★ツバメの巣立ち、まもなく

つばめ2
    もう、いっちょ前の大きさになったが親からのエサを待つ

ツバメの赤ちゃんの画像を撮ろうと出かけたら、どこもここも巣がなくなっていました。
まさか叩き落されたのかと、一瞬暗い思いがしましたが、多分、もう巣立って空の巣になったから取り除かれたのではないかと考え直しました。

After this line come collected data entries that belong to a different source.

PR #1886, opened 2017-01-24
Fix clash between progress meter and credential helper

### LINKED ISSUE #847: credential output hidden while transferring files
When Git LFS is uploading or downloading a batch of files, it shows some progress output. It hides any other output from the command, like `git-credentials` asking for your username and password. Here's what I see (scroll to the right to see the username prompt).

```
Git LFS: (1 of 4 files) 16.64 KB / 818.94 KB                                                                                                                                                                                                                                                                                                                               Username for 'https://github-cloud.s3.amazonaws.com':
Git LFS: (1 of 4 files) 101.27 KB / 818.94 KB
```

If you can't see the prompt, then git lfs appears to hang for no apparent reason. The only fix is to setup a credential cacher right now.

technoweenie:
This is an attempt to fix #847. It pauses the progress meter before making the batch api request, and then starts it when it passing the batch api response to the transfer adapters. This works because:

* `(progress.Meter) Start()`, `Finish()`, and `Pause()` internally use channels and `atomic/sync`. No need for that `sync.Once` in `tq.TransferQueue`.
* The `tq.TransferQueue` only transfers items from a single batch concurrently. The sequence (Batch API -> _n_ transfer adapter workers) runs sequentially, so that the next batch (if needed) can process the retries from the previous batch.

Unfortunately, there isn't really a way to test this, since it requires interactive input.  Here's an example of this PR working (with a tiny hack to change the batch size to 2):

```
$ git lfs fetch --all 2>&1
✔ 9 objects found
Fetching objects...
Username for 'https://github.com': technoweenie
Password for 'https://technoweenie@github.com':
Git LFS: (0 of 9 files) 0 B / 1.03 MB                                                                                                                                                                                                        Username for 'https://github.com': technoweenie
Password for 'https://technoweenie@github.com':
Git LFS: (3 of 9 files) 356.27 KB / 1.03 MB                                                                                                                                                                                                  Username for 'https://github.com': technoweenie
Password for 'https://technoweenie@github.com':
Git LFS: (5 of 9 files) 886.59 KB / 1.03 MB                                                                                                                                                                                                  Username for 'https://github.com': technoweenie
Password for 'https://technoweenie@github.com':
Git LFS: (7 of 9 files) 948.33 KB / 1.03 MB                                                                                                                                                                                                  Username for 'https://github.com': technoweenie
Password for 'https://technoweenie@github.com':
Git LFS: (9 of 9 files) 1000.70 KB / 1.03 MB
```

Here's the same, without pausing:

```
$ git lfs fetch --all 2>&1
✔ 9 objects found
Fetching objects...
Username for 'https://github.com': technoweenie
Password for 'https://technoweenie@github.com':
Git LFS: (1 of 9 files) 0 B / 1.03 MB                                                                                                                                                                                                        UGit LFS: (2 of 9 files) 0 B / 1.03 MB
```

### DIFF
--- a/progress/meter.go
+++ b/progress/meter.go
@@ -106,13 +106,14 @@ func NewMeter(options ...meterOption) *ProgressMeter {
 
 // Start begins sending status updates to the optional log file, and stdout.
 func (p *ProgressMeter) Start() {
-	if atomic.SwapInt32(&p.started, 1) == 0 {
+	if atomic.CompareAndSwapInt32(&p.started, 0, 1) {
 		go p.writer()
 	}
 }
 
+// Pause stops sending status updates temporarily, until Start() is called again.
 func (p *ProgressMeter) Pause() {
-	if atomic.SwapInt32(&p.started, 0) == 1 {
+	if atomic.CompareAndSwapInt32(&p.started, 1, 0) {
 		p.finished <- true
 	}
 }
--- a/progress/meter.go
+++ b/progress/meter.go
@@ -111,6 +111,12 @@ func (p *ProgressMeter) Start() {
 	}
 }
 
+func (p *ProgressMeter) Pause() {
+	if atomic.SwapInt32(&p.started, 0) == 1 {
+		p.finished <- true
+	}
+}
+
 // Add tells the progress meter that a single file of the given size will
 // possibly be transferred. If a file doesn't need to be transferred for some
 // reason, be sure to call Skip(int64) with the same size.
--- a/tq/transfer_queue.go
+++ b/tq/transfer_queue.go
@@ -105,7 +105,6 @@ type TransferQueue struct {
 	errorc        chan error // Channel for processing errors
 	watchers      []chan string
 	trMutex       *sync.Mutex
-	startProgress sync.Once
 	collectorWait sync.WaitGroup
 	errorwait     sync.WaitGroup
 	// wait is used to keep track of pending transfers. It is incremented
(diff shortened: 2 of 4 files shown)


progress/meter.go
```diff
@@ -111,6 +111,12 @@ func (p *ProgressMeter) Start() {
 	}
 }
 
+func (p *ProgressMeter) Pause() {
+	if atomic.SwapInt32(&p.started, 0) == 1 {
```
ttaylorr: Nit: Using `atomic.CompareAndSwapInt32(&p.started, 1, 0)` accomplishes the same behavior.

tq/transfer_queue.go
```diff
@@ -307,7 +307,7 @@ func (q *TransferQueue) enqueueAndCollectRetriesFor(batch batch) (batch, error)
 	}
 
 	q.useAdapter(bRes.TransferAdapterName)
-	q.startProgress.Do(q.meter.Start)
```
ttaylorr: Before we resume the progress meter, we have two opportunities to bail out early: on L302 and L306. I think both of those are fine, since we'd exit this function early, and the progress meter would get resumed the next time a new batch was enqueued. There'd be no issues with calling `Pause()` twice, since there's a `CompareAndSwap<T>` operation guarding the channel send into `p.finished`.

@technoweenie would you mind double checking my thinking on this?

progress/meter.go
technoweenie: Ah good call. This was copy pasta from `Start()`, but I'll tweak both.

tq/transfer_queue.go
technoweenie: Seems legit. I went ahead and added some tests in the `progress` package to assert that `Start()` and `Pause()` can be called multiple times.

technoweenie:
Well, since I made `Start()` and `Pause()` safe for multiple calls, I went ahead and did the same for `Finish()`. Also, calling `Finish()` means that `Start()` and `Pause()` can never be called again.

technoweenie:
Welp, those changes did not make things happier. I backed out of them in this PR.

ttaylorr:
> Welp, those changes did not make things happier. I backed out of them in this PR.

👍

PR #1887, opened 2017-01-24
Teach uninstall cmd about --local and --system

### LINKED ISSUE #1753: No system level 'uninstall' analogous to system level 'install'
You can run 
`git lfs install --system`

but

`git lfs uninstall --system`
yields
`Sorry, no usage text found for "uninstall"

Error: unknown flag: --system`

technoweenie:
Fixes #1753

### DIFF
--- a/lfs/attribute.go
+++ b/lfs/attribute.go
@@ -106,8 +106,6 @@ func (a *Attribute) Uninstall(opt InstallOptions) {
 	} else if opt.System {
 		git.Config.UnsetSystemSection(a.Section)
 	} else {
-		// uninstall from both system and global
-		git.Config.UnsetSystemSection(a.Section)
 		git.Config.UnsetGlobalSection(a.Section)
 	}
 }
--- a/lfs/attribute.go
+++ b/lfs/attribute.go
@@ -100,10 +100,16 @@ func (a *Attribute) set(key, value string, upgradeables []string, opt InstallOpt
 }
 
 // Uninstall removes all properties in the path of this property.
-func (a *Attribute) Uninstall() {
-	// uninstall from both system and global
-	git.Config.UnsetSystemSection(a.Section)
-	git.Config.UnsetGlobalSection(a.Section)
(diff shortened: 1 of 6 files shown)


lfs/attribute.go
```diff
@@ -100,10 +100,16 @@ func (a *Attribute) set(key, value string, upgradeables []string, opt InstallOpt
...
 
 // Uninstall removes all properties in the path of this property.
-func (a *Attribute) Uninstall() {
-	// uninstall from both system and global
-	git.Config.UnsetSystemSection(a.Section)
-	git.Config.UnsetGlobalSection(a.Section)
+func (a *Attribute) Uninstall(opt InstallOptions) {
+	if opt.Local {
+		git.Config.UnsetLocalSection(a.Section)
+	} else if opt.System {
```
ttaylorr: Could demote this to a bare `if` and remove the `else` block below, I think.

technoweenie: If the existing behavior can't change, you could rewrite this to:

```go
	if opt.Local {
		git.Config.UnsetLocalSection(a.Section)
		return
	} else if !opt.System {
		git.Config.UnsetGlobalSection(a.Section)
	}
	git.Config.UnsetSystemSection(a.Section)
```

It's just 1 fewer line (2 if you count the comment), but also harder to read, IMO.

Now, if we want this to affect the system config only if `--system` is set, then it'd change to:

```go
	if opt.Local {
		git.Config.UnsetLocalSection(a.Section)
		return
	} else if opt.System {
		git.Config.UnsetSystemSection(a.Section)
		return
	}
	git.Config.UnsetGlobalSection(a.Section)
```

However, I'd still prefer the current multi if block:

```go
	if opt.Local {
		git.Config.UnsetLocalSection(a.Section)
	} else if opt.System {
		git.Config.UnsetSystemSection(a.Section)
	} else {
		git.Config.UnsetGlobalSection(a.Section)
	}
```

PR #1890, opened 2017-01-25
Fix lfsapi inconsistencies

technoweenie:
I noticed a few inconsistencies with the completely rewritten API code:

1. Requests from Git LFS aren't sending a `Content-Length` request header.
2. ALL ssh auth requests send the `upload` operation, which interferes with the SSH command `ssh  user@githost.com git-lfs-authenticate user/repo {operation}`.

This PR fixes both.

### DIFF
--- a/lfsapi/endpoint.go
+++ b/lfsapi/endpoint.go
@@ -15,6 +15,20 @@ type Endpoint struct {
 	SshUserAndHost string
 	SshPath        string
 	SshPort        string
+	Operation      string
+}
+
+func endpointOperation(e Endpoint, method string) string {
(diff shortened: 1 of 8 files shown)


lfsapi/endpoint.go
```diff
@@ -15,6 +15,20 @@ type Endpoint struct {
 	SshUserAndHost string
 	SshPath        string
 	SshPort        string
+	Operation      string
+}
+
+func endpointOperation(e Endpoint, method string) string {
```
ttaylorr: I really like how concise this method turned out 👍

Issue #2063, opened 2017-03-21
Be more forgiving of missing objects


technoweenie:
Currently, if a repository is missing LFS data for older versions of files, it's impossible to push it to a new endpoint. I think the `git lfs push` and `pre-push` commands should spew errors if it can't find an object locally, without halting the push operation early. The commands should still return with a non-zero exit code, but at least the other objects have a chance to be uploaded. This allows repositories with missing objects to be easily fixed without resorting to `git filter-branch`.

This is also a small baby step towards Object Expiration (as described in https://github.com/git-lfs/git-lfs/issues/1101#issuecomment-260769632), which would let repository owners mark certain OIDs as known missing objects. By marking an object as expired, the `push` and `pre-push` commands will just skip the upload attempt, so the commands can return successfully.

Finally, double check that upload retries reset the progress meter properly.

ttaylorr:
👋  (ack-ing out of our internal first responder rotation).

ttaylorr:
Closed via #2078.

technoweenie:
I don't think the push issues were ever addressed. We just decided against an explicit `--strict-mode`.

This is what I'd like for v2.2.0:

* `push` and `pre-push` attempt to upload everything.
* If `lfs.allowIncomplePush` is enabled, return exit code of 0. Otherwise, exit code of 1 if all the objects are not uploaded. This makes it easy to set on a per-repo basis, even in `.lfsconfig`.

ttaylorr:
@technoweenie my mistake on closing this one out early. I think what you're proposing is a good idea, and I opened up #2199 to address/implement. Let me know what you think.

PR #2078, opened 2017-03-24
commands/{pre-,}push: allow missing objects

ttaylorr:
This pull request teaches the `git lfs push` & `git lfs pre-push` commands to allow missing objects by default, and enforce that they exist with the `--strict-mode` flag.

From https://github.com/git-lfs/git-lfs/issues/2063:

> The commands should still return with a non-zero exit code, but at least the other objects have a chance to be uploaded. 

I think printing a warning and exiting cleanly is OK in this scenario, where `--strict-mode` is not given, because the command did what it was supposed to do given the expectations set by the caller.

> Finally, double check that upload retries reset the progress meter properly.

I verified that this is what happens, but I'm unsure if it's required that I `q.meter.Pause()` and `q.meter.Start()` in order to log to stderr. I think that it is, but perhaps not? (cc @technoweenie)

Lastly, I think that this was originally targeted for v2.0.2 (from #2063), but perhaps it should just ship in 2.1.0 since `--strict-mode` is a new flag and this is technically a breaking change?

---

/cc @git-lfs/core #2063 
Closes: #2063

### DIFF
--- a/commands/command_pre_push.go
+++ b/commands/command_pre_push.go
@@ -12,6 +12,7 @@ import (
 
 var (
 	prePushDryRun       = false
+	prePushRequireAll   = false
 	prePushDeleteBranch = strings.Repeat("0", 40)
 )
 
@@ -50,7 +51,7 @@ func prePushCommand(cmd *cobra.Command, args []string) {
 		Exit("Invalid remote name %q", args[0])
 	}
 
-	ctx := newUploadContext(args[0], prePushDryRun)
+	ctx := newUploadContext(args[0], prePushDryRun, prePushRequireAll)
 
 	gitscanner, err := ctx.buildGitScanner()
 	if err != nil {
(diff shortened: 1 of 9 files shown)


technoweenie:
I don't think we need `--strict-mode`. The push commands should always be strict. They should just follow through the entire upload, uploading everything they can, before exiting with an error. By adding `--strict-mode`, the unsafe behavior (ignoring missing objects) is default.

ttaylorr:
> I don't think we need `--strict-mode`. The push commands should always be strict. They should just follow through the entire upload, uploading everything they can, before exiting with an error. By adding `--strict-mode`, the unsafe behavior (ignoring missing objects) is default.

Good point, what do you think about changing `--strict-mode` to `--allow-missing` and leaving it to `false` by default?

ttaylorr:
Re-reading this, I just saw:

> They should just follow through the entire upload, uploading everything they can, before exiting with an error.

I think keeping in `--allow-missing` is a safe idea, so long as we continue to let the transfer queue operate until it's processed all objects _and_ `Wait()` has been called, only then can we exit with a non-zero code if `--allow-missing` is not given.

ttaylorr:
Third take -- let's remove `--strict-mode` (and the idea of `--allow-missing`) all together, and still allow `lfs push` and `lfs pre-push` to upload all objects that it _can_ and exit in a dirty state if any of the objects in the pushset were missing.

This will allow

- All of the LFS objects that do exist to travel to the remote as early as possible
- A user to see all of the missing objects in one push instead of getting one error at a time
- A user to "fix" the missing object later, and have a smaller push size when they complete the fix.

PR #2082, opened 2017-03-24
commands,tq: specialized logging for missing/corrupt objects

ttaylorr:
This pull request is a continuation of https://github.com/git-lfs/git-lfs/pull/2078 following up on https://github.com/git-lfs/git-lfs/pull/2078#issuecomment-289071404 with https://github.com/git-lfs/git-lfs/pull/2078#issuecomment-289078761.

Turns out that our `*tq.TransferQueue` already had some early returns built in for objects that are a) missing or b) corrupt. I taught the `*tq.TransferQueue` and the `*commands.uploader` types to recognize and log them appropriately.

From https://github.com/git-lfs/git-lfs/pull/2078#issuecomment-289078761, this allows:

> - All of the LFS objects that do exist to travel to the remote as early as possible
> - A user to see all of the missing objects in one push instead of getting one error at a time
> - A user to "fix" the missing object later, and have a smaller push size when they complete the fix.

With three files, `missing.dat`, `corrupted.dat`, and `present.dat`, the output looks like this:

```bash
~/g/git-lfs-test (master) $ git push origin master
  $ git config 'lfs.http://127.0.0.1:61507/push-missing-objects.git/info/lfs.locksverify' true
Git LFS: (1 of 3 files) 7 B / 21 B
Push completed with missing objects:
  (missing) missing.dat (ffa63583dfa6706b87d284b86b0d693a161e4840aad2c5cf6b5d27c3b9621f7d)
  (corrupt) corrupt.dat (11d510e067d2cdcd7559bd86d27a2f4c20babd43670346b97af99b522c1f0075)
error: failed to push some refs to 'http://127.0.0.1:61507/push-missing-objects'
```

- `missing.dat` & `corrupted.dat` are not uploaded
- `present.dat` is uploaded to the LFS server
- No Git blobs are uploaded to the Git server

---

/cc @git-lfs/core @shana

### DIFF
--- a/commands/uploader.go
+++ b/commands/uploader.go
@@ -270,8 +270,31 @@ func uploadPointers(c *uploadContext, unfiltered ...*lfs.WrappedPointer) {
 func (c *uploadContext) Await() {
 	c.tq.Wait()
 
+	var missing = make(map[string]string)
+	var corrupt = make(map[string]string)
+
 	for _, err := range c.tq.Errors() {
-		FullError(err)
+		if malformed, ok := err.(*tq.MalformedObjectError); ok {
+			if malformed.Missing() {
+				missing[malformed.Name] = malformed.Oid
+			} else if malformed.Corrupt() {
+				corrupt[malformed.Name] = malformed.Oid
+			}
+		} else {
+			FullError(err)
+		}
+	}
+
+	if len(missing) > 0 || len(corrupt) > 0 {
+		Print("Push completed with missing objects:")
+		for name, oid := range missing {
+			Print("  (missing) %s (%s)", name, oid)
+		}
+		for name, oid := range corrupt {
+			Print("  (corrupt) %s (%s)", name, oid)
+		}
+
+		os.Exit(2)
 	}
 
 	if len(c.tq.Errors()) > 0 {
--- a/commands/uploader.go
+++ b/commands/uploader.go
@@ -272,6 +272,7 @@ func (c *uploadContext) Await() {
 
 	var missing = make(map[string]string)
 	var corrupt = make(map[string]string)
+	var others = make([]error, 0, len(c.tq.Errors()))
 
 	for _, err := range c.tq.Errors() {
 		if malformed, ok := err.(*tq.MalformedObjectError); ok {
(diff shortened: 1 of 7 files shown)


ttaylorr:
The `continuous-integration/appveyor/branch` build is failing because I pushed this branch with a different name and then deleted the remote ref before the build started.

commands/uploader.go
```diff
@@ -270,8 +270,31 @@ func uploadPointers(c *uploadContext, unfiltered ...*lfs.WrappedPointer) {
...
+			} else if malformed.Corrupt() {
+				corrupt[malformed.Name] = malformed.Oid
+			}
+		} else {
+			FullError(err)
+		}
+	}
+
+	if len(missing) > 0 || len(corrupt) > 0 {
+		Print("Push completed with missing objects:")
```
technoweenie: I think this message makes it seem the upload was successful. What about something like `LFS Upload failed:`?

commands/uploader.go
```diff
@@ -270,8 +270,31 @@ func uploadPointers(c *uploadContext, unfiltered ...*lfs.WrappedPointer) {
...
 	for _, err := range c.tq.Errors() {
-		FullError(err)
+		if malformed, ok := err.(*tq.MalformedObjectError); ok {
+			if malformed.Missing() {
+				missing[malformed.Name] = malformed.Oid
+			} else if malformed.Corrupt() {
+				corrupt[malformed.Name] = malformed.Oid
+			}
+		} else {
+			FullError(err)
```
technoweenie: What do you think about just collecting all the errors here, and not calling `FullError()`? It looks like `partitionTransfers()` can only send one other potential error:

    errors.Errorf("Git LFS: object %q has invalid size (got: %d)", t.Oid, t.Size)

Even though that's technically a server issue, I don't think it's worth halting the `push` command over. It should just be listed below.

ttaylorr:
@technoweenie thanks for the review: I pushed up https://github.com/git-lfs/git-lfs/pull/2082/commits/0be9addf8857a1ea27c60d5a4710836fa8ebef9c & https://github.com/git-lfs/git-lfs/pull/2082/commits/52f04a9b73f23ec1a3204dd2c0578f865788d14b to address.

I think going forward we can do some sort of "streaming" error reporting, where server/filesystem errors can be reported as they happen. We'd have to re-draw the progress meter below each error as we receive them so as not to create phantom progress meters, but this is doable.

I think this is an OK stopping point for now 👍 .

PR #2122, opened 2017-03-31
[WIP] git lfs migrate

ttaylorr:
This pull request spikes out a simple implementation of what a `git lfs migrate` command might look like.

PR #2127, opened 2017-04-04
git: implement `*git.ObjectScanner` type 

ttaylorr:
This pull request makes the `*lfs.CatFileBatchScanner` type responsible for only parsing LFS-specific data, and defers reading Git object data to a new type called `*git.ObjectScanner.`

In particular, this is required for #2122 in order to read object contents without running the Git plumbing command: `git-checkout-index.1`.

---

/cc @git-lfs/core for review 👀

### DIFF
--- a/lfs/gitscanner_catfilebatch.go
+++ b/lfs/gitscanner_catfilebatch.go
@@ -17,7 +17,7 @@ import (
 // if that blob is for a locked file. Any errors are sent to errCh. An error is
 // returned if the 'git cat-file' command fails to start.
 func runCatFileBatch(pointerCh chan *WrappedPointer, lockableCh chan string, lockableSet *lockableNameSet, revs *StringChannelWrapper, errCh chan error) error {
-	scanner, err := NewCatFileBatchScanner()
+	scanner, err := NewPointerScanner()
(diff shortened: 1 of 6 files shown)


lfs/gitscanner_catfilebatch.go
```diff
@@ -136,31 +107,25 @@ func (s *CatFileBatchScanner) Scan(sha string) bool {
 		return false
 	}
 
+	fmt.Println("returning true with blobsha:", b, "contents:", c, err)
```
technoweenie: Did you mean to leave this here? Should probably use `tracerx.Printf()` for any debug messages that you want to leave in...

ttaylorr:
> * `lfs.CatFileBatchScanner` -> `lfs.LFSPointerScanner`

Good call, though I think we can avoid the `LFS` prefix, since it's already in the `lfs` package.

> * `git.ObjectScanner` -> `git.CatFileBatchScanner`

I think I may leave this one as-is, since even though it does use the `git cat-file --batch` plumbing command, its intended purpose is to scan Git objects. I like that the name doesn't bind us to the implementation, even though it's not likely to change.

画像はやっと見つけた巣で、某スーパーの出入り口にありました。
ツバメの子育て時期から考えると、遅い方ですから、二度目の子育てかもしれません。

ところで、人間に最も身近な小鳥であるスズメの子育てを見たことがありますか。
あの憎たらしいカラスは田舎でも都会でも威張っていますが、子育てを見た人はいないでしょう。

ツバメが子育てを人間に公開している方が普通じゃないのです。
それだけ、人間に依存し、人間に守られて子育てすることが前提になった生き方です。
巣を叩き壊しちゃ、それはツバメの生き方を否定することになります。

そんなこと言ったって、糞害ですよ――という声も聞こえそうです。
近所のおじさんはアオダイショウが来るから、という理由で巣を撤去したそうです。

ヒナが育ってしまうと、もう南の国に帰ったかと考える人がいますが、そうではありません。
この画像は何有荘前の電線です。
つばめ

だいたい30羽ぐらいいました。グジュグジュグジュと大騒ぎです。
大正堰の上で何だか知りませんが、猛スピードで飛び回り、小虫を捕らえて満腹するとひと休み。羽つくろいも余念がありません。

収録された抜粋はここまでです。